PR #29, opened 2017-08-14
Jmackey popup auth

Mackey22:
* New auth-flow in added_command.py. First checks if access_token added as input. Next checks config. Next, checks for service account. Otherwise throws an error. Didn't provide popup here because gives very clear directions to use `hca login`. Also, don't save credentials to config file for service accounts - though that could be pretty simple to implement. 
* Reconfigure request sending to respond to 401 responses with a refreshed token if the endpoint requires auth. 
* Setup `hca login` command. If access token is provided, save that (After that token expires, though, you can't do anything with it). Elif in a terminal, oauth flow sign-in. 
* Only check credentials if security is required by the endpoint. 
* Testing w/ contextmanager for config files.


Makefile
```diff
@@ -27,6 +27,7 @@ install:
 	-rm -rf dist
 	python setup.py bdist_wheel
 	pip install --upgrade dist/*.whl
+	$(MAKE) bindings
```
kislyuk: This is still not good. From a clean checkout, this will result in a broken installed package. Let's chat about this offline.

hca/added_command.py
```diff
@@ -207,27 +212,103 @@ def _build_body_payload(cls, namespace):
...
+                    client_secret=config.client_secret,
+                    scopes=["https://www.googleapis.com/auth/userinfo.email"],
+                    refresh_token=config.refresh_token,
+                    token_expiry=None,
+                    token_uri=config.token_uri,
+                    user_agent=None,
+                    revoke_uri=None
+                )
+                # Silence ResourceWarning from httplib2 socket being open for connection pooling.
+                warnings.simplefilter("ignore")
```
kislyuk: This is not an appropriate command for a library to run. Let's figure out a way to go without it.

hca/added_command.py
```diff
@@ -207,27 +212,103 @@ def _build_body_payload(cls, namespace):
...
+                raise ValueError("The access token you've supplied in the kwargs is not valid."
+                                 " Please refresh and try again. You may also run `hca login`"
+                                 " to get a more permanent hca configuration.")
+            else:
+                logging.info("Found access token in kwargs.")
+                access_token = args['access_token']
+
+        # Checking config
+        elif config.get('access_token', None):
+            logging.info(config['access_token'])
```
kislyuk: Do not log credentials!

Mackey22: 👍  vestige from debugging

setup.py
```diff
@@ -16,14 +16,16 @@
         "six==1.10.0"
     ],
     install_requires=[
```
Mackey22: Alphabetizing dependencies, removing google-auth and google-api-python-client, and adding six

Makefile
ttung: Wild idea: can travis commit into the repo?  We should have a travis cronjob build the bindings, and then commit them if there's any changes. :)

hca/added_command.py
```diff
@@ -207,27 +212,103 @@ def _build_body_payload(cls, namespace):
...
+    @classmethod
+    def _get_access_token(cls, args, retry):
+        config = Config(Constants.TWEAK_PROJECT_NAME)
+        access_token = None
+
+        # kwargs access_token input
+        if 'access_token' in args:
+            if retry:
+                logging.info("Access token taken from kwargs invalid.")
+                raise ValueError("The access token you've supplied in the kwargs is not valid."
```
Mackey22: Should I be avoiding words like kwargs? I feel like other than that, it gives the user a pretty descriptive reason for why authentication failed (description continues below). Maybe I should add `"Authentication failed because the ..."`.

hca/added_command.py
```diff
@@ -207,27 +212,103 @@ def _build_body_payload(cls, namespace):
...
+                                 " Please refresh and try again. You may also run `hca login`"
+                                 " to get a more permanent hca configuration.")
+            else:
+                logging.info("Found access token in kwargs.")
+                access_token = args['access_token']
+
+        # Checking config
+        elif config.get('access_token', None):
```
Mackey22: In the test contextmanager, I tried to reset config by using something along the lines of `del config['access_token']`, but that didn't actually remove that variable from the config. So instead, I set them to `None` after I was done using them. This is a result of that. The only other solution I see around this is changing Tweak. @kislyuk am I misusing this?

hca/added_command.py
```diff
@@ -293,23 +373,28 @@ def run(cls, args):
...
+
+        requires_auth = cls._get_endpoint_info().get('requires_auth', False)
+
+        if requires_auth:
+            header_payload.update(cls._get_auth_header(args))
+
+        response = requests.request(**request_args)
+
+        # Maybe auth didn't work. Refresh token and try again.
+        if response.status_code == 401 and requires_auth:
```

hca/added_command.py
```diff
@@ -207,27 +212,103 @@ def _build_body_payload(cls, namespace):
...
+                         " Grabbing service account credentials from there.")
+            service_account_credentials_filename = os.environ['GOOGLE_APPLICATION_CREDENTIALS']
+
+            if not os.path.isfile(service_account_credentials_filename):
+                raise EnvironmentError(
+                    "File {} (pointed by GOOGLE_APPLICATION_CREDENTIALS"
+                    " environment variable) does not exist!".format(service_account_credentials_filename))
+
+            service_account_class = oauth2client.service_account.ServiceAccountCredentials
+            service_account_credentials = service_account_class.from_json_keyfile_name(
```
Mackey22: Using the google package directly now so this isn't as relevant, but I had seen setting a long class name this way in the argparse source code so I thought that could be nicer than wrapping the filename underneath. 

If the file is broken now the google auth package will handle it.

hca/api/composite_commands/login.py
```diff
@@ -0,0 +1,181 @@
...
+            client_secrets_file_path,
+            scope="https://www.googleapis.com/auth/userinfo.email",
+            message=oauth2client.tools.message_if_missing(client_secrets_file_path)
+        )
+
+        success = False
+        port_number = 0
+
+        auth_host_name = "localhost"
+        auth_host_port = [8080, 8090]
```
Mackey22: Now using the google flow pkg so not our concern anymore.

hca/added_command.py
Mackey22: Changed

hca/added_command.py
Mackey22: Per usage of Tweak, keeping this as is.

PR #30, opened 2017-08-14
Get argparser to return help string instead of printing

Mackey22:
The slack-bot should be able to get help in much the same way that the cli does, but the standard argparse ArgumentParser prints any help messages immediately and exits. This overrides the printing functions to throw a PrintingException whenever a print function would have been called. The system then catches these exceptions and returns the embedded message in string format so the cli will have no change in behavior, but the messages can be sent to the slackbot.


kislyuk:
Why not just wrap the whole thing in `try: ... except SystemExit as e: ...`?

Mackey22:
The help/error message is printed and not included in the SystemExit.

hca/argument_parser.py
```diff
@@ -0,0 +1,16 @@
+import argparse
+
+from .error import PrintingException
+
+
+class NonPrintingParser(argparse.ArgumentParser):
+    """ArgumentParser that will return help and error strings instead of printing."""
+
+    def __init__(self, *args, **kwargs):
+        super(NonPrintingParser, self).__init__(*args, **kwargs)
```
kislyuk: Doesn't seem necessary

hca/cli.py
```diff
@@ -1,20 +1,21 @@
...
+from .error import PrintingException
 
 
 class CLI:
     """Class for interacting with users through a CLI."""
 
     def __init__(self, test_api_path=None):
         """Initialize the CLI API."""
-        self.parser = argparse.ArgumentParser()  # Need to add description based on spec.
+        self.parser = NonPrintingParser()
```
kislyuk: Comment about adding docs from swagger is still useful, let's leave it in.

hca/cli.py
```diff
@@ -46,9 +47,15 @@ def parse_args(self, args):
     def make_request(self, args, stream=False):
         """Function to actually make request to api."""
         if not args:
-            self.parser.print_help()
-            self.parser.exit(1)
-        namespace = self.parse_args(args)
+            return self.parser.format_help()
+
+        # Raises PrintingException if Base ArgumentParser was going to print.
```
kislyuk: s/Raises/Handles?

hca/argument_parser.py
Mackey22: 👍

hca/cli.py
Mackey22: 👍

hca/cli.py
Mackey22: 👍

Mackey22:
Responded to comments indicated. Waiting until `jmackey-cli-integration` is merged so this can merge right into master and keep the other branch clean.

PR #32, opened 2017-08-14
Stream print & print bytes

Mackey22:
* This handles data formats that the cli previously didn't decode (specifically gzip). 
* Also handles the case where you call get-files on an enormous file. Streams the content instead of loading it immediately. 
* Changes the `make test` target to include install, which pip installs the package and puts hca into the namespace. I couldn't think of another way to check that the output printed bytes - open to other suggestions if you think this is a bad solution.

### DIFF
--- a/Makefile
+++ b/Makefile
@@ -9,7 +9,7 @@ lint:
 hca/api_spec.json:
 	curl https://hca-dss.czi.technology/v1/swagger.json > hca/api_spec.json
 
-test: lint bindings
+test: lint install
 	pip install six coverage
 	coverage run --source=$$(python setup.py --name) ./test/test.py
 
--- a/hca/__init__.py
+++ b/hca/__init__.py
@@ -26,17 +26,13 @@ def main():
     if isinstance(response, requests.Response):
         for chunk in response.iter_content(chunk_size=Constants.CHUNK_SIZE, decode_unicode=True):
             if chunk:  # filter out keep-alive new chunks
-                _write_binary_to_stdout(chunk)
+                if six.PY3:
+                    sys.stdout.buffer.write(chunk)
+                else:
+                    sys.stdout.write(chunk)  
     elif isinstance(response, dict):
         print(json.dumps(response))
     elif isinstance(response, str):
         print(response)
     else:  # Unicode
         print(response.decode())
-
-
-def _write_binary_to_stdout(content):
-    if six.PY3:
-        sys.stdout.buffer.write(content)
-    else:
-        sys.stdout.write(content)
--- a/hca/__init__.py
+++ b/hca/__init__.py
@@ -3,8 +3,11 @@
 from __future__ import absolute_import, division, print_function, unicode_literals
 
 import json
+import os
 import requests
 import sys
+
+import six
 
 from .constants import Constants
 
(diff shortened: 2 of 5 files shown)


hca/__init__.py
```diff
@@ -6,13 +6,21 @@
...
     response = cli.make_request(sys.argv[1:])
     if isinstance(response, requests.Response):
-        print(response.content.decode())
+
+        for chunk in response.iter_content(chunk_size=Constants.CHUNK_SIZE, decode_unicode=True):
+            if chunk:  # filter out keep-alive new chunks
+                try:
+                    print(chunk.decode())
+                except UnicodeDecodeError:
+                    print(chunk)
```
kislyuk: Nope, don't decode!

Mackey22: Resolved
────────────────────
## TRY IT
For every line in the data above that has the string "googleapis", return that line.

## RESPONSE BOX
+                    scopes=["https://www.googleapis.com/auth/userinfo.email"],
+            scope="https://www.googleapis.com/auth/userinfo.email",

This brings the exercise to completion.